STRESS ACCULTURATIVO: il disorientamento mentale, la fragilità emotiva, la sensazione
di smarrimento sociale nella quale si trova il migrante una volta immerso in un’altra cultura, quando accade che si ponga in discussione il fondamento dell’identità e del riconoscimento di sé nei nuovi contesti culturali di riferimento.
SUPERIORE INTERESSE DEL MINORE: Il principio, sancito dall’art. 3 della Convenzione
Onu sui diritti dell’infanzia e dell’adolescenza, prevede che in ogni decisione, azione legislativa, provvedimento giuridico, iniziativa pubblica o privata di assistenza sociale, l’interesse superiore del/della bambino/a deve essere una considerazione preminente.
TRAUMA: un evento della vita della persona caratterizzato dalla sua intensità, dalla sensazio-
ne d’incapacità del soggetto a rispondervi adeguatamente, dalla viva agitazione e dagli effetti psicologici durevoli che esso provoca nell’organizzazione psichica.

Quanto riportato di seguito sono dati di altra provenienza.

PR #10929, opened 2019-06-05
Lazy-init formatter resolvers in MessagePackHubProtocolOptions

### LINKED ISSUE #10309: Lazy-initialize MessagePackHubProtocolOptions
We should lazy-init the formatter resolvers in MessagePackHubProtocolOptions. The default set of resolvers trigger a static constructor that throws on AOT environments (IL2CPP for Unity for example). If we lazy init it, an AOT-based app can call the setter to replace the list of formatters with an AOT-friendly set without risking an exception due to trying to initialize the non-AOT-friendly ones.

mikaelm12:
Fixes: https://github.com/aspnet/AspNetCore/issues/10309

### DIFF
--- a/src/SignalR/common/Protocols.MessagePack/src/MessagePackHubProtocolOptions.cs
+++ b/src/SignalR/common/Protocols.MessagePack/src/MessagePackHubProtocolOptions.cs
@@ -9,6 +9,23 @@ namespace Microsoft.AspNetCore.SignalR
 {
     public class MessagePackHubProtocolOptions
     {
-        public IList<IFormatterResolver> FormatterResolvers { get; set; } = MessagePackHubProtocol.CreateDefaultFormatterResolvers();
+        private IList<IFormatterResolver> _formatterResolvers;
+
+        public IList<IFormatterResolver> FormatterResolvers
+        {
+            get
+            {
+                if (_formatterResolvers == null)
+                {
+                    _formatterResolvers = MessagePackHubProtocol.CreateDefaultFormatterResolvers();
+                }
+
+                return _formatterResolvers;
+            }
+            set
+            {
+                _formatterResolvers = value;
+            }
+        }
     }
 }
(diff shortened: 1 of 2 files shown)


src/SignalR/common/Protocols.MessagePack/src/MessagePackHubProtocolOptions.cs
```diff
@@ -9,6 +9,23 @@ namespace Microsoft.AspNetCore.SignalR
...
-        public IList<IFormatterResolver> FormatterResolvers { get; set; } = MessagePackHubProtocol.CreateDefaultFormatterResolvers();
+        private IList<IFormatterResolver> _formatterResolvers;
+
+        public IList<IFormatterResolver> FormatterResolvers
+        {
+            get
+            {
+                if (_formatterResolvers == null)
+                {
+                    _formatterResolvers = MessagePackHubProtocol.CreateDefaultFormatterResolvers();
```
BrennanConroy: Lets add a comment explaining why we're doing this

BrennanConroy (approved):

src/SignalR/common/Protocols.MessagePack/src/MessagePackHubProtocolOptions.cs
```diff
@@ -9,6 +9,25 @@ namespace Microsoft.AspNetCore.SignalR
...
+                    // The default set of resolvers trigger a static constructor that throws on AOT environments.
+                    // This gives users the chance to use an AOT friendly formatter.
+                    _formatterResolvers = MessagePackHubProtocol.CreateDefaultFormatterResolvers();
+                }
+
+                return _formatterResolvers;
+            }
+            set
+            {
+                _formatterResolvers = value;
```
halter73: I'm assuming there's no reason that anyone would actually want to set this to null, right?

halter73 (approved):

mikaelm12:
@aspnet-hello triage https://dev.azure.com/dnceng/public/_build/results?buildId=213777&view=logs

src/SignalR/common/Protocols.MessagePack/src/MessagePackHubProtocolOptions.cs
mikaelm12: > I'm assuming there's no reason that anyone would actually want to set this to null, right?

Right. I don't think that's a use case we'll see.

aspnet-hello:

https://github.com/aspnet/AspNetCore-Internal/issues/2614
https://github.com/aspnet/AspNetCore-Internal/issues/2629

PR #10932, opened 2019-06-05
Localization handback for missing strings

joeloff:
- Updated handback that includes some strings that were missed during the first round of localization


jkotalik (approved):

joeloff:
As discussed with @Pilchie we'll take this for Preview 7 and disable the installer loc UI for Preview 6 instead.

PR #10934, opened 2019-06-05
Update Helix Sd

JunTaoLuo:
Addresses https://github.com/aspnet/AspNetCore-Internal/issues/2482

### DIFF
--- a/eng/Version.Details.xml
+++ b/eng/Version.Details.xml
@@ -392,17 +392,17 @@
       <Uri>https://github.com/aspnet/Extensions</Uri>
       <Sha>ef5d488c054c3aa850c29c10d851fcdc8a004eed</Sha>
     </Dependency>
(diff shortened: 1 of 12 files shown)


natemcmaster (commented):
I'm not sure it completely addresses https://github.com/aspnet/AspNetCore-Internal/issues/2482 yes. We need to make changes to runtests.cmd/sh to re-enable the test reporting for flaky tests, right?

JunTaoLuo:
Yea. I think I'll also need to tell the team about the workflow of making tests as "Flaky" on AzDO. Not a big fan of it so I want to talk to someone to see if there's something better or plans to improve it. I'll update this once I have more.

JunTaoLuo:
Turns out it's not recommended to use the Flaky button. I guess we'll need wait for another mechanism to deal with flaky tests.

PR #10937, opened 2019-06-06
[Static Web Assets] Various fixes

javiercn:
* Remove support for the embedded manifest.
* Move Static Web Assets into their own package.


Tratcher (approved):

eng/SharedFramework.Local.props
```diff
@@ -29,6 +29,7 @@
     <AspNetCoreAppReference Include="Microsoft.AspNetCore.Hosting.Abstractions" />
     <AspNetCoreAppReference Include="Microsoft.AspNetCore.Hosting" />
     <AspNetCoreAppReference Include="Microsoft.AspNetCore.Hosting.Server.Abstractions" />
+    <AspNetCoreAppReference Include="Microsoft.AspNetCore.StaticWebAssets" />
```
dougbu: Appreciate a bit more context:
- Why do we need a new assembly for just 5 classes?
- Have we got agreement on adding this assembly to the shared framework? (I assume yes because the classes were already in Microsoft.AspNetCore.App but want to confirm.)

src/Hosting/StaticWebAssets/src/Microsoft.AspNetCore.StaticWebAssets.csproj
```diff
@@ -0,0 +1,22 @@
+﻿<Project Sdk="Microsoft.NET.Sdk">
+
+  <PropertyGroup>
+    <Description>ASP.NET Core infrastructure for static web assets.</Description>
+    <TargetFramework>netcoreapp3.0</TargetFramework>
+    <IsAspNetCoreApp>true</IsAspNetCoreApp>
+    <NoWarn>$(NoWarn);CS1591</NoWarn>
```
natemcmaster:
```suggestion
```

We should try to eliminate this NoWarn. Docs are a good thing and we should know where we have undocumented API. For all new API, I recommend removing this suppression.

eng/SharedFramework.Local.props
natemcmaster: We don't really have guidance on when to create a new assembly or not, so it's sort of a gut thing. Historically, the approach has been to create lots and lots of new assemblies, but I'm not sure if that's a practice we should continue in .NET Core 3. @davidfowl typically helps us make decisions on these kinds of design choices, so would like his input on this.

That said, I don't see a compelling reason to create a new assembly, especially given that this assembly is shared-framework only. @javiercn can you share your thinking on why this API needs to be split out from Microsoft.AspNetCore.dll?

Tratcher: It wasn't supposed to go into Microsoft.AspNetCore.dll in the first place. That library only contains our opinionated template APIs.

javiercn: What @Tratcher said.

davidfowl: Why not put it into hosting?

Tratcher: An alternative home was suggested in Microsoft.AspNetCore.Hosting.

javiercn: If anything, being on the shared framework makes it less important to be its own assembly. We have plenty of assemblies that are like this (for example user secrets) and I wouldn't like to put a feature that is meant to be used only during development into hosting.

davidfowl: Put it in Hosting.

javiercn: Hosting it its.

TRAUMA PSICOSOCIALE: condizione stressante che genera una reazione emotiva che
si manifesta in risposta ad un processo sociale distruttivo che supera la soglia di tolleranza umana. In quest’ottica, dunque, il trauma è il risultato dell’interazione tra il contesto sociale e la condizione psichica dell’individuo. L’aggettivo “psicosociale” ci obbliga a non concentrarci esclusivamente sulla sintomatologia, ma a definire le coordinate socio-culturali dell’evento traumatico.